We can observe from the feature distribution plots that the feature distribution of the test set closely aligns with that of the training set. However, certain datasets show a high concentration of points, suggesting that the bearings were in a stable state during periods with similar vibration data. Consequently, the predictions during these periods yielded similar results, reflecting a stable operational state of bearings. Meanwhile, it can be seen from the figure that some feature regions of Bearing1_1 and Bearing1_2 are similar, but their RUL values are completely different. As a result, the model cannot accurately predict the RUL value on the test set, which reduces the performance of the model.To further quantify the results, we computed the JS divergence to compare the distribution similarity of the different datasets. The results are summarized in
Table 11.
As can be seen from
Table 11, the JS divergence between Bearing1_3 and Bearing1_2 is small and their feature region is similar; the JS divergence between Bearing1_3 and Bearing1_2 is large, and their feature region is similar is low and their prediction performance is good. However, the JS divergence between Bearing2_1 and the two training sets is not large or small, and the prediction result is sub-optimal. At the same time, the similarity of feature regions between Bearing1_1 and Bearing1_2 is high.
Figure 10 further supports the effectiveness of the model in predicting the features of the data set. In addition,
Table 11 confirms significant differences between the source and target domains, which lead to suboptimal experimental results.
To enhance the performance of the base model, reduce the disparities between the source- and target-domain feature distributions, and achieve more accurate predictions, we employed domain-adaptation methods to refine the model and improve its predictive effectiveness.

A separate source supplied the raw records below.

PR #2669, opened 2026-04-20
A11y/rte describe editable blocks

amazingphilippe:
# Summary | Résumé

## Announcing blocks

This PR improves how editable blocks are announced. Until now, only some blocks would be announced, and it was based on their `role` such as `heading` or `list` This cause 2 problems
- You couldn't tell what type of list you were editing
- For nodes without a role, like bold or italics, nothing would be announced

This isn't like reading content, this is about editing content so more verbose-ness is needed to help users confirm formats are applied or not. 

We're adding a live region, similar to the toolbar live region to announce what formats are applied at any given cursor position. This includes nested formats, so that you can get a sense of where things are with more confidence. 

There will be items that are announced twice, where some screen readers already announce headings and bockquotes, and lists, etc. For example, in NVDA on Windows, a heading may be read: 

```
heading level 1 The actual content
Heading
```

Where 
- "heading level 1" is what NVDA volunteers to announce
- "The actual content" is the content of the heading
- "Heading" is our way to identify what type of heading. We use "Heading" and Subheading" So there is some benefit to announcing the block by the name we gave its toolbar button too. 

## Toolbar feedback when focus moves back to editor

This PR also adds the toolbar feedback as a editor textbox description, so that applied styles are also announced when the toolbar focus is lost.

We can test with NVDA on Edge and Firefox, We can test with Voiceover. 
Ultimately we will need to book a test with some real users to see how this solution works out, and how it can be improved.


app/assets/javascripts/tiptap/AnnouncerPlugin.js
```diff
@@ -0,0 +1,91 @@
+import { Plugin, PluginKey } from "@tiptap/pm/state";
+import { Extension } from "@tiptap/core";
+
+/**
+ * A TipTap extension that provides a ProseMirror plugin to track the active node/mark stack
+ * and announce it to screen readers via an ARIA live region.
+ */
+export const AnnouncerPlugin = (t) => {
```
andrewleith: This is a neat idea.  I wonder if it will interfere with the alert the menu bar uses? Should we combine these?

amazingphilippe: I can test this, but I should not interfere since we can never focus the toolbar and the editor at the same time!

amazingphilippe: As far as I can see, this does not interfere with the toolbar live region. However, the toolbar's live region is already competing with the editor itself. Should I try to fix it in this PR?

andrewleith: Oh good point about them firing at different times

> Should I try to fix it in this PR?

Yeah maybe? I think with what you did here, if we can reliably get AT users to get notified when formatting is added and removed this would all be extremely solid.

amazingphilippe: I think I managed to create a better experience. We have two live regions, but the one in the toolbar is mostly useless since we move the focus to the textbox. 

To make it useful, I've set the textbox description to refer to the toolbar's live region. This means that for screen readers who begin to read the entire textbox, they will start by announcing the latest format applied, before reading the textbox content. 

After a bit of a delay, we also clear the toolbar live region to keep the description fresh. 

For voiceover, this is reasonably nice. Next, we can test this on NVDA to see what happens there.

app/assets/javascripts/tiptap/localization.js
```diff
@@ -95,6 +95,23 @@ export const translations = {
...
+      horizontalRule: "Section break",
+      roleSeparator: "Separator",
+      blockquote: "Blockquote",
+      variable: "Variable",
+      englishBlock: "English content",
+      frenchBlock: "French content",
+      conditionalBlock: "Conditional section",
+      conditionalInline: "Conditional text",
+      rtlText: "Right-to-left text",
+    },
```
andrewleith: There are a lot of duplicated strings here which may lead to some maintenance issues. Should we consider trying to consolidate these?

app/assets/javascripts/tiptap/CustomComponents/LanguageNode.js
```diff
@@ -51,6 +51,7 @@ const createLanguageNode = (language, langCode) => {
           lang: langCode,
           "data-lang": language.toLowerCase(),
           "data-type": `${language.toLowerCase()}-block`,
+          role: "region",
```
andrewleith, line 54: Why `region` here and `group` for the conditional nodes?  What is the difference?

app/assets/javascripts/tiptap/AnnouncerPlugin.js
```diff
@@ -0,0 +1,96 @@
...
+            return null;
+          },
+        }),
+      ];
+    },
+  });
+};
+
+function updateAnnouncer(text) {
+  const announcer = document.getElementById("editor-announcer");
```
andrewleith: This makes it so we can only ever have one editor on a page.  So far that may be the case, but the rest of the code was written so that it would be safe to have multiple.  Also, consider not using `document.getElementById` in react code and instead use `refs`.

app/assets/javascripts/tiptap/MenuBar.js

3.3. Domain-Adaptation Model Experimental Results
In this experiment, we implemented an adversarial domain-adaptation method based on the aforementioned base model, as depicted in
Figure 5. From the experimental results mentioned earlier, We found that the regression layer was the main factor affecting the prediction result. Therefore, we kept the parameters of the CNN and LSTM layers unchanged while resetting the parameters of the regression prediction network layers for retraining. The basic experimental information is summarized in
Table 12.
The evaluation metrics after domain adaptation are listed on
Table 13. From the table, it can be seen that the indicators for Bearing1_1, Bearing2_1, Bearing3_1 and Bearing3_2 noticeably decreased, while those for Bearing2_2 did not show significant changes. Overall, the model was proven effective in enhancing predictive performance.
Therefore, it can be demonstrated that domain-adaptation techniques can minimize the disparities in feature distributions and improve model performance. Additionally, when a bearing is in a stable state, the collected vibration data is similar, leading to similar RUL values predicted by the model.